Auch deshalb sind Gottesdienste wie dieser so wichtig – und ich danke allen Frauen, die ihn mit so viel Klugheit und Intensität vorbereitet haben. Denn hier ist ein Ort, an dem wir, inmitten von Krieg und Gewalt, damit beginnen, unsere Schritte auf den Weg des Friedens zu lenken. Und dies gerade nicht unter Absehung des Leids, sondern genau in dessen Anerkennung. Wie sehr ist doch anzuerkennen, dass Frauen sich gerade machen, den Erniedrigungen die Stirn bieten und das Wort ergreifen.

Wie es jetzt übrigens auch geschieht, von betroffenen Menschen, die sexualisierte Gewalt in unseren Kirchen erlitten haben. Sie brechen das Schweigen. Richtig so! Es braucht Sprechräume dafür, klare Worte und die Auseinandersetzung damit, dass und wie Gewalt in unseren Kirchen geschehen konnte und bis heute kann. Leider.

Auch das beeindruckt mich an unserer Predigtgeschichte: Dass eine in Ohnmacht gefangene Frau sich selbstbestimmt das Recht herausnimmt, ihren Mund aufzumachen. Sie vertraut darauf, dass ihr Wort etwas verändern kann. Und wie es das tut! Gerade sie ist es – und nicht die Mächtigen – die Naaman zum Segen wird. Was für eine Umkehr. In der Friedensgeste Iiegt die eigentliche Macht.

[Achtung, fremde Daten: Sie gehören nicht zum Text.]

PR #491, opened 2026-07-05
Fix basic inputs dropping value, placeholder and other global attrs

### LINKED ISSUE #488: Regression: search_input (and other render_basic_input inputs) ignore value, placeholder, and other @form_attrs globals since 3.0.2
### Summary

`PetalComponents.Form.search_input/1` (and several sibling inputs) no longer forward globals such as `value` and `placeholder` to the rendered `<input>`, although they did in **3.0.1**. This breaks common LiveView patterns (pre-filled search fields, `phx-update="ignore"` on inputs, etc.).

### Affected versions

- **Broken:** 3.0.2+, verified on 3.2.2 and 4.0.6
- **Last known good:** 3.0.1

### Regression commit

https://github.com/petalframework/petal_components/commit/d2f957c1f5df10b8860f199aad7a4a292841ae47 ("Refactor form.ex")

### Root cause

`render_basic_input/2` correctly merges `assigns[:rest]` into `Form.*_input/3` options, but Phoenix only populates `:rest` when the **immediately preceding** function declares `attr(:rest, :global, include: @form_attrs)`.

After the refactor, only `text_input/1` has that `attr` before a `render_basic_input` caller. `search_input/1`, `email_input/1`, `number_input/1`, `password_input/1`, `telephone_input/1`, `url_input/1`, `datetime_local_input/1`, and `date_input/1` do not — so `@rest` is `%{}` and attributes like `value` are dropped.

In 3.0.1, each of those functions had its own `attr(:rest, :global, include: @form_attrs)` block (see tag `v3.0.1`).

### Steps to reproduce

1. Checkout `v3.2.2` (or current `main`).
2. Add the test below to `test/petal/form_test.exs` (same style as existing `"text_input"` test).
3. Run `mix test test/petal/form_test.exs`.

```elixir
test "search_input forwards value and placeholder" do
  assigns = %{}

  html =
    rendered_to_string(~H"""
    <.form :let={f} for={%{}} as={:user}>
      <.search_input
        form={f}
        field={:name}
        value="abc-123"
        placeholder="eg. Jane Doe"
      />
    </.form>
    """)

  assert html =~ ~s(value="abc-123")
  assert html =~ ~s(placeholder="eg. Jane Doe")
end
```

### Expected behavior

HTML includes `value="abc-123"` and `placeholder="eg. Jane Doe"` (as in 3.0.1).

### Actual behavior

Input is rendered with `type="search"` and correct `name`, but without `value` / `placeholder`.

### Test output

<details>
<summary>v3.2.2 — FAILS</summary>

```
Running ExUnit with seed: 587516, max_cases: 24
Excluding tags: [:test]
Including tags: [location: {"test/petal/form_test.exs", [654, 673]}]

  1) test search_input forwards value and placeholder (PetalComponents.FormTest)
     test/petal/form_test.exs:654
     Assertion with =~ failed
     code:  assert html =~ ~s(value="abc-123")
     left:  "<form>\n  \n  \n  \n  <input class=\" pc-text-input\" id=\"user_name\" name=\"user[name]\" type=\"search\">\n\n</form>"
     right: "value=\"abc-123\""
     stacktrace:
       test/petal/form_test.exs:669: (test)

.
Finished in 0.3 seconds (0.00s async, 0.3s sync)
37 tests, 1 failure, 35 excluded
```

Note: the second test (`text_input still forwards value`) passes, proving the issue is specific to inputs missing `attr(:rest, ...)`.

</details>

<details>
<summary>v3.0.1 — PASSES</summary>

```
Running ExUnit with seed: 897687, max_cases: 24
Excluding tags: [:test]
Including tags: [location: {"test/petal/form_test.exs", [644, 663]}]

..
Finished in 0.3 seconds (0.00s async, 0.3s sync)
37 tests, 0 failures, 35 excluded
```

Both `search_input forwards value and placeholder` and `text_input still forwards value` pass.

</details>

### Why existing tests did not catch this

`test/petal/form_test.exs` `"search_input"` only checks for `search` type and field name, not forwarded attributes. The `"text_input"` test does check `placeholder` and `itemid`, which is why `text_input` was not broken.

### Summary

`PetalComponents.Form.search_input/1` (and several sibling inputs) no longer forward globals such as `value` and `placeholder` to the rendered `<input>`, although they did in **3.0.1**. This breaks common LiveView patterns (pre-filled search fields, `phx-update="ignore"` on inputs, etc.).

### Affected versions

- **Broken:** 3.0.2+, verified on 3.2.2 and 4.0.6
- **Last known good:** 3.0.1

### Regression commit

https://github.com/petalframework/petal_components/commit/d2f957c1f5df10b8860f199aad7a4a292841ae47 (“Refactor form.ex”)

### Root cause

`render_basic_input/2` correctly merges `assigns[:rest]` into `Form.*_input/3` options, but Phoenix only populates `:rest` when the **immediately preceding** function declares `attr(:rest, :global, include: @form_attrs)`.

After the refactor, only `text_input/1` has that `attr` before a `render_basic_input` caller. `search_input/1`, `email_input/1`, `number_input/1`, `password_input/1`, `telephone_input/1`, `url_input/1`, `datetime_local_input/1`, and `date_input/1` do not — so `@rest` is `%{}` and attributes like `value` are dropped.

In 3.0.1, each of those functions had its own `attr(:rest, :global, include: @form_attrs)` block (see tag `v3.0.1`).

### Steps to reproduce

1. Checkout `v3.2.2` (or current `main`).
2. Add the test below to `test/petal/form_test.exs` (same style as existing `"text_input"` test).
3. Run `mix test test/petal/form_test.exs`.

```elixir
test "search_input forwards value and placeholder" do
  html =
    rendered_to_string(~H"""
    <.form :let={f} for={%{}} as={:user}>
      <.search_input
        form={f}
        field={:name}
        value="abc-123"
        placeholder="eg. Jane Doe"
      />
    </.form>
    """)

  assert html =~ ~s(value="abc-123")
  assert html =~ ~s(placeholder="eg. Jane Doe")
end
```

> This was mostly generated and reproduced by LLM models. I have confirmed it the regression through the above automated test passing on 3.0.1 which is the same I a saw this bug manifesting in internal systems where anything other than `text_input` stop forwarding the `@rest` attributes.

nhobes:
Fixes #488.

## The bug

Since 3.0.2, `email_input`, `number_input`, `password_input`, `search_input`, `telephone_input` and `url_input` silently dropped `value`, `placeholder`, `phx-*` bindings and every other `@form_attrs` global. Only `text_input` still forwarded them.

Root cause (well diagnosed in the issue, thanks @pmargreff): the d2f957c refactor collapsed the per-function `attr` blocks, but Phoenix `attr` declarations only apply to the function *directly below* them. So only `text_input` had `attr :rest, :global` in effect; the other six got no `@rest` at all, and `render_basic_input/2` fell back to `%{}`.

Note: `datetime_local_input` and `date_input` (also named in the issue, which was filed against 3.2.2) already have their `attr` blocks back on current `main`, so this PR covers the remaining six.

## The fix

Restore the `attr` block (`form`, `field`, `label`, `class`, `rest`) on each of the six inputs, same shape as `text_input`.

## Tests

Extended each input's existing test to assert forwarded `value` / `placeholder` (the originals only checked type and name, which is why the regression slipped through).

- Without the lib change: 6 failures — the new assertions catch the regression
- With it: full suite passes, 488 tests, 0 failures

### DIFF
--- a/CHANGELOG.md
+++ b/CHANGELOG.md
@@ -1,4 +1,10 @@
 # Changelog
+### Unreleased
+
+#### Fixed
+
+- **`email_input`, `number_input`, `password_input`, `search_input`, `telephone_input` and `url_input` forward global attributes again** (`value`, `placeholder`, `phx-*` bindings, etc.). A 3.0.2 refactor left these six without their own `attr :rest, :global` declarations, and since `attr` only applies to the function directly below it, only `text_input` kept forwarding. Fixes [#488](https://github.com/petalframework/petal_components/issues/488).
+
 ### 4.2.0 - 2026-06-29
 
 A typography pass. The heading and body scale got a proper going-over, and the type set is now complete enough to lay out a full article from components alone. Everything here is additive or a restyle, with no breaking API changes (see Upgrading for the visual shifts).
--- a/lib/petal_components/form.ex
+++ b/lib/petal_components/form.ex
@@ -130,9 +130,7 @@ defmodule PetalComponents.Form do
     ~H"""
     <label class="pc-checkbox-label">
       <.checkbox form={@form} field={@field} {@rest} />
-      <div class={
-        label_classes(%{form: @form, field: @field, type: "checkbox", class: @label_class})
-      }>
+      <div class={label_classes(%{form: @form, field: @field, type: "checkbox", class: @label_class})}>
         {@label}
       </div>
     </label>
@@ -143,9 +141,7 @@ defmodule PetalComponents.Form do
     ~H"""
     <label class="pc-checkbox-label">
       <.switch form={@form} field={@field} {@rest} />
-      <div class={
-        label_classes(%{form: @form, field: @field, type: "checkbox", class: @label_class})
-      }>
+      <div class={label_classes(%{form: @form, field: @field, type: "checkbox", class: @label_class})}>
         {@label}
       </div>
     </label>
@@ -312,11 +308,23 @@ defmodule PetalComponents.Form do
     """
   end
 
+  attr(:form, :any, default: nil, doc: "")
+  attr(:field, :atom, default: nil, doc: "")
+  attr(:label, :string, default: nil, doc: "labels your field")
+  attr(:class, :any, default: nil, doc: "extra classes for the text input")
+  attr(:rest, :global, include: @form_attrs)
+
   def email_input(assigns) do
     ~H"""
     {render_basic_input(&Form.email_input/3, assigns)}
     """
   end
+
+  attr(:form, :any, default: nil, doc: "")
+  attr(:field, :atom, default: nil, doc: "")
+  attr(:label, :string, default: nil, doc: "labels your field")
+  attr(:class, :any, default: nil, doc: "extra classes for the text input")
+  attr(:rest, :global, include: @form_attrs)
 
   def number_input(assigns) do
     ~H"""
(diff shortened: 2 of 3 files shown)


nhobes:
The uncovered line was the `form_field type="switch"` label path — a pre-existing gap that mix format pulled into the diff by collapsing its `label_classes` call onto one line (project coverage was unchanged, 1929 lines / 269 misses before and after). Added a `form_field switch label` test mirroring the checkbox one, so the patch is now fully covered.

Ich liebe das Subversive unseres Glaubens. Die Welt wird auf den Kopf gestellt. Aus oben wird unten, aus Macht wird Ohnmacht, aus Nebenrollen werden Hauptrollen. So auch sind es die Ratschläge von Naamans Bediensteten, die dazu führen, dass er Schwäche zeigt, dass er seine Rüstung ablegt und dass er deshalb wieder gesundet. Der Aussatz verschwindet weder durch militärische Stärke noch durch politisches Kalkül, nein: Naaman wird heil dadurch, dass er sich bedürftig zeigt, dass er Hilfe annimmt, dass er Mensch unter Menschen wird – ein Mitmensch.

Und so bedenken wir‘s nicht nur, wir feiern heute in dieser schwesterlichen Gemeinschaft eine Geschichte gegen die Ohnmacht, eine Geschichte gegen die Resignation und gegen das Gefühl, doch nichts ändern zu können. Eine Geschichte über das Vertrauen in die Kraft, die uns nicht verzagen lässt. Auch wenn wir die Probleme als übermächtig empfinden, wenn wir verzweifeln am Leid dieser Welt, wenn wir meinen, dass all unser Einsatz viel zu langsam viel zu wenig zu verändern scheint – unser Tun ist eben nicht vergeblich. Jeder Einsatz für den Frieden macht einen Unterschied, also: Lassen wir uns in Bewegung bringen. Nennen wir‘s beim Namen. So oft bedeutet ein mutmachendes Wort alles. Und manchmal verändert es sogar die Naamans dieser Welt. Dass sie verlernen Krieg zu führen und dem Frieden das Herz zu öffnen. Gottes Frieden, höher als alle Vernunft, bewahre unsere Herzen und Sinne in Christus Jesus. Amen.